TASK OBJECTIVE. Give back all of the data exactly as written.

RECORDS SUPPLIED.
PR #144, opened 2021-06-30
PP-3: Arbiter Smart Contract

mortelli:
This PR implements the first iteration for issue [PP-3](https://rsklabs.atlassian.net/browse/PP-3), which is implementing the Arbiter Smart contract based on the existing Penalizer.

## Design
Please refer to the following document: [Arbiter contract design](https://docs.google.com/document/d/1q7iEwxmjCAZSZ95Mdc8jXStnw5r23YJBPmgk7c79YB8).

## Overview
- a new `enableQos` field has been added to Relay and Deploy Requests. it allows relays to be marked as fulfilled when completed (and makes them penalizable if they are not)
  - relay requests that do not have QoS enabled are not tracked in terms of whether they have been fulfilled or not, and therefore cannot be penalized 
  - for now this field is set as false for new tests ([PP-23](https://rsklabs.atlassian.net/browse/PP-23) is adding unit tests for this feature)
- the Penalizer contract now has a hub field which is set after deployment
  - this field allows the contract to call the Hub if a stake must be burnt after a valid penalization claim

SOLUTION FOR THIS TASK.
PR #144, opened 2021-06-30
PP-3: Arbiter Smart Contract

mortelli:
This PR implements the first iteration for issue [PP-3](https://rsklabs.atlassian.net/browse/PP-3), which is implementing the Arbiter Smart contract based on the existing Penalizer.

## Design
Please refer to the following document: [Arbiter contract design](https://docs.google.com/document/d/1q7iEwxmjCAZSZ95Mdc8jXStnw5r23YJBPmgk7c79YB8).

## Overview
- a new `enableQos` field has been added to Relay and Deploy Requests. it allows relays to be marked as fulfilled when completed (and makes them penalizable if they are not)
  - relay requests that do not have QoS enabled are not tracked in terms of whether they have been fulfilled or not, and therefore cannot be penalized 
  - for now this field is set as false for new tests ([PP-23](https://rsklabs.atlassian.net/browse/PP-23) is adding unit tests for this feature)
- the Penalizer contract now has a hub field which is set after deployment
  - this field allows the contract to call the Hub if a stake must be burnt after a valid penalization claim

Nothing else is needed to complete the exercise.